Source data
------------------------
Issue #728, opened 2018-02-11
FutureWarning: Possible nested set for EXTRANEOUS_WHITESPACE_REGEX


The-Compiler:
When running pycodestyle 2.3.1 with Python 3.7, I get:

```
/home/florian/proj/qutebrowser/git/.tox/flake8/lib/python3.7/site-packages/pycodestyle.py:113: FutureWarning: Possible nested set at position 1
  EXTRANEOUS_WHITESPACE_REGEX = re.compile(r'[[({] | []}),;:]')
```

adiroiban:
See https://docs.python.org/dev/whatsnew/3.7.html 

Support of nested sets and set operations in regular expressions as ..... To avoid a warning escape them with a backslash. 

Let me see if I can fix this :)

RawrBear:
Getting the same thing in Atom while using Python 3.7.
Installed linter-flake8 and got 
``python37\lib\site-packages\pycodestyle.py:113: FutureWarning: Possible nested set at position 1
  EXTRANEOUS_WHITESPACE_REGEX = re.compile(r'[[({] | []}),;:]')``
As a python noob, I really don't know what else to add :(

Arcanemagus:
@RawrBear Make sure that your `pycodestyle` version is v2.4.0 or higher as that was the first release that included the fix.

RawrBear:
@Arcanemagus I didn't get notified about your message until now. 
Thanks for the fix. I updated `pycodestyle` through pip which worked but broke `flake8` because apparently its only compatible with version 2.3.1. so linter-flake8 is a no go right now :/

Fix one problem, find another ten lol

jeidsath:
@RawrBear I had the same problem, so I just copied the escaped version of the line to my code:

Fixed version:  https://github.com/PyCQA/pycodestyle/blob/master/pycodestyle.py#L133

declantraynor:
@RawrBear I've found in the meantime that installing `flake8` from master works around the problem:

`pip install -e git+https://gitlab.com/pycqa/flake8#egg=flake8`

Hope this helps.

bartek-rychlicki-regalix:
@declantraynor Maybe I'm nitpicking but `pip install -e` without a specific commit is prone to changes and breakage. I think it's a good idea to pin a specific commit, the newest is `9631dac5` as of time of writing

```
pip install -e git+https://gitlab.com/pycqa/flake8@9631dac5#egg=flake8
```

[...]

PR #733, opened 2018-03-19
Add variables for blank lines.

### LINKED ISSUE #732: Add configuration for blank lines.
I know that a lot of Python code is using a single blank line for methods and 2 blank lines for classes.

Still, I would like to see a flag, to switch to 2 blank lines for methods and 3 blank lines for classes.
In this way, you can use 1 blank line inside a method and don't confuse it with a method delimiter.

This style is used by the Twisted project and for a couple of years Twisted was using a fork which changes the blank_lines function in pycodestyle.

I am starting this discussion to see whether pycodestyle maintainer are happy/willing to help with having support for this upstream, so that we don't have to keep the fork :)

Here is a patch, which extracts the blank lines values into local variables (for now) https://github.com/PyCQA/pycodestyle/compare/master...adiroiban:configurable-blank-lines

If such a functionality is accepted, I am happy to write the implementation and tests.

Thanks a lot for your work. Pycodestyle is of great help in keeping Twisted code clean :)

adiroiban:
Scope
====

This is the initial PR for trying to fix #732 

This does not add public configuration, but just extracts the blank lines configuration into variables.

I hope that these changes are helpful and will make the code easier to read.

I am pushing this simple PR to trigger some feedback.

To solve the blank-lines issue, I could ignore all E3XX errors and them register my own blank_lines function which would be a fork from the pycodestyle version.
But I prefer to reduce the level of forking :)

Changes
=======

For a start, it just extracts the variables into a top level dict which can be easily overwritten.

How to test
=========

Tox tests seem ok,  but I don't know how to update the other tests.

If I run pycodedstle on E30not.py it gave me errors in master:

```
$ git top
eb91b79 Ian Stapleton Cordasco 2018-02-17 Merge pull request #684 from jdufresne/async-await
$ pycodestyle testsuite/E30not.py 
testsuite/E30not.py:6:1: E302 expected 2 blank lines, found 1
testsuite/E30not.py:10:1: E302 expected 2 blank lines, found 0
testsuite/E30not.py:14:1: E302 expected 2 blank lines, found 0
testsuite/E30not.py:17:1: E302 expected 2 blank lines, found 0
testsuite/E30not.py:136:1: E302 expected 2 blank lines, found 0
testsuite/E30not.py:162:1: E302 expected 2 blank lines, found 0
(build) 
```

### DIFF
--- a/pycodestyle.py
+++ b/pycodestyle.py
@@ -328,12 +328,18 @@ def blank_lines(logical_line, blank_lines, indent_level, line_number,
     E305: def a():\n    pass\na()
     E306: def a():\n    def b():\n        pass\n    def c():\n        pass
     """
+    top_level_lines = 3
+    method_lines = 2
+
     if line_number < 3 and not previous_logical:
         return  # Don't expect blank lines before the first line
     if previous_logical.startswith('@'):
         if blank_lines:
             yield 0, "E304 blank lines found after function decorator"
-    elif blank_lines > 2 or (indent_level and blank_lines == 2):
+    elif (
+        blank_lines > method_lines + 1 or
+        (indent_level and blank_lines == method_lines + 1)
+            ):
         yield 0, "E303 too many blank lines (%d)" % blank_lines
     elif STARTSWITH_TOP_LEVEL_REGEX.match(logical_line):
         if indent_level:
@@ -353,12 +359,18 @@ def blank_lines(logical_line, blank_lines, indent_level, line_number,
                         "nested definition, found 0"
                 else:
                     yield 0, "E301 expected 1 blank line, found 0"
-        elif blank_before != 2:
-            yield 0, "E302 expected 2 blank lines, found %d" % blank_before
-    elif (logical_line and not indent_level and blank_before != 2 and
-          previous_unindented_logical_line.startswith(('def ', 'class '))):
-        yield 0, "E305 expected 2 blank lines after " \
-            "class or function definition, found %d" % blank_before
+        elif blank_before != top_level_lines:
+            yield 0, "E302 expected %s blank lines, found %d" % (
+                top_level_lines, blank_before)
+    elif (
+        logical_line and
+        not indent_level and
+        blank_before != top_level_lines and
+        previous_unindented_logical_line.startswith(('def ', 'class '))
+            ):
+        yield 0, "E305 expected %s blank lines after " \
+            "class or function definition, found %d" % (
+                top_level_lines, blank_before)
 
 
 @register_check
--- a/pycodestyle.py
+++ b/pycodestyle.py
@@ -95,6 +95,13 @@ except ImportError:
 PROJECT_CONFIG = ('setup.cfg', 'tox.ini')
 TESTSUITE_PATH = os.path.join(os.path.dirname(__file__), 'testsuite')
 MAX_LINE_LENGTH = 79
+# Number of blank lines between various code parts.
+BLANK_LINES_CONFIG = {
+    # Top level class and function.
+    'top_level': 2,
+    # Methods and nested class and function.
+    'method': 1,
+}
 REPORT_FORMAT = {
     'default': '%(path)s:%(row)d:%(col)d: %(code)s %(text)s',
     'pylint': '%(path)s:%(row)d: [%(code)s] %(text)s',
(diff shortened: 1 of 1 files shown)


pycodestyle.py
```diff
@@ -328,12 +335,17 @@ def blank_lines(logical_line, blank_lines, indent_level, line_number,
     E305: def a():\n    pass\na()
     E306: def a():\n    def b():\n        pass\n    def c():\n        pass
     """
+    top_level_lines = BLANK_LINES_CONFIG['top_level']
+    method_lines = BLANK_LINES_CONFIG['method']
```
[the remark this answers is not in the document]
adiroiban: Thanks for the review. Will update it.

I will look at updating all the code. I was not sure this will be accepted and it was a quick hack to demonstrate the direction.

--------

I was expecting that for each instance where pycodestyle asks for 2 blank line, for Twisted we will have 3 :)..and for all other insances where pycodestyle asks for 1 blank line for Twisted there will be 2... reusing the same code number.

This is how it is used now... but with a hardcore fork which is a bit hard to maintain :) https://github.com/twisted/twistedchecker/blob/master/twistedchecker/checkers/pycodestyleformat.py#L218

----------

I was thinking to just disable E3XX from pycodestyle and register a new checker with custom code but this would lead to a lot of code duplication.

This is why I am proposing this path :)

adiroiban:
btw... I saw that since 3 builds ago, travis-ci is failing with python 3.7 https://travis-ci.org/PyCQA/pycodestyle/branches

pycodestyle.py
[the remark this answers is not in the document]
sigmavirus24: I totally understand the _why_ behind this, and agree with it. I wonder if it would be plausible to have some tests which modify these values and assert compliant code, outside of the testsuite.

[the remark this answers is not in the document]
adiroiban: Yes. I want to write tests... no doubt about it... is just that I am confused where and how I am expected to write the tests... see testsuite/E30not.py  which fails on master.

I was thinking to create a new testsuite/test_blank_lines.py file where to write some integration tests for the blank lines code.

I am open to any other suggestion.

adiroiban:
Hi @sigmavirus24 

Please check the initial tests and let me know if this is the right direction.
I am happy to continue writing more tests for the blank_lines code.

I added a diff-cover tox environment to help with checking that changes are covered by the test.
Let me know if you would like to see codecov.io reports. I can help set that up.

I have executed flake8 and found a few issues... one was minor, regarding variable names, and I fixed that.

Travis-CI fails, due to Python2.7 changes.

```
pycodestyle.py:131: FutureWarning: Possible nested set at position 1
  EXTRANEOUS_WHITESPACE_REGEX = re.compile(r'[[({] | []}),;:]')
```

adiroiban:
The python2.7 was reported in #728

tox.ini
```diff
@@ -4,7 +4,7 @@
 # and then run "tox" from this directory.
 
 [tox]
-envlist = py26, py27, py32, py33, py34, py35, py36, pypy, pypy3, jython
+envlist = py26, py27, py32, py33, py34, py35, py36, pypy, pypy3, jython, patchdiff
```
sigmavirus24: Why are you adding patchdiff here? Please, let's keep this PR focused.

pycodestyle.py
```diff
@@ -1665,8 +1682,8 @@ def parse_udiff(diff, patterns=None, parent='.'):
             if path[:2] in ('b/', 'w/', 'i/'):
                 path = path[2:]
             rv[path] = set()
-    return dict([(os.path.join(parent, path), rows)
-                 for (path, rows) in rv.items()
+    return dict([(os.path.join(parent, child), rows)
```
sigmavirus24: Why are you changing this here?

testsuite/support.py
```diff
@@ -83,6 +83,25 @@ def print_results(self):
         print("Test failed." if self.total_errors else "Test passed.")
 
 
+class InMemoryReport(BaseReport):
```
sigmavirus24: :+1:

pycodestyle.py
adiroiban: I run flake8 and found this error... so  I went for this drive by... is 1 line :)

I have reverted this.

testsuite/support.py
```diff
@@ -83,6 +83,25 @@ def print_results(self):
...
+    """
+    Collect the results in memory, without printing anything.
+    """
+
+    def __init__(self, options):
+        BaseReport.__init__(self, options)
```
hoylemd: Why not use `super`? python 2/3 compatability?

sigmavirus24: If BaseReport is not a new-style class I think you need to do this. I don't recall what kind of class it is, though

adiroiban: I will do super :)  BaseReport is new style (class BaseReport(object):)

I just remembered that pycodestuly runs with a log of python versions...and while working on this, I was lazy and just went with this syntax. Will change to super.

Thanks:)

sigmavirus24: I think 2.6+ supports new-style classes + super so you're safe :)

adiroiban: Will use super :)

@sigmavirus24 , can you please confirm whether the new tests are the type of tests that you would like to see for this change?

If you are happy with this style of testing, I can continue to write more test so that they will touch all braches.

Thanks!

sigmavirus24: Yeah, these tests look fantastic, @adiroiban :)

adiroiban:
I didn't had much time...  and I kind of lost interest into manual codestyles and start considering using yapf :)

The unit tests have 100% coverage for the code and I tried to import the main examples from E30.py

As a drive by I have updated the documentation about tests styles.
As a first time contributor, I was a bit confused about how to write and run the tests.

I don't like the custom framework as it make it hard to debug the code.
With unittest style, I can pinpoint a single test and inspect the isolated execution.

I think that this can be ready to merge.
------------------------
> _Your goal_:
Taking the records above as input, show every line in which the word "Thanks" is present.

> _Solved exercise_:
Thanks for the fix. I updated `pycodestyle` through pip which worked but broke `flake8` because apparently its only compatible with version 2.3.1. so linter-flake8 is a no go right now :/
Thanks a lot for your work. Pycodestyle is of great help in keeping Twisted code clean :)
adiroiban: Thanks for the review. Will update it.
Thanks:)
Thanks!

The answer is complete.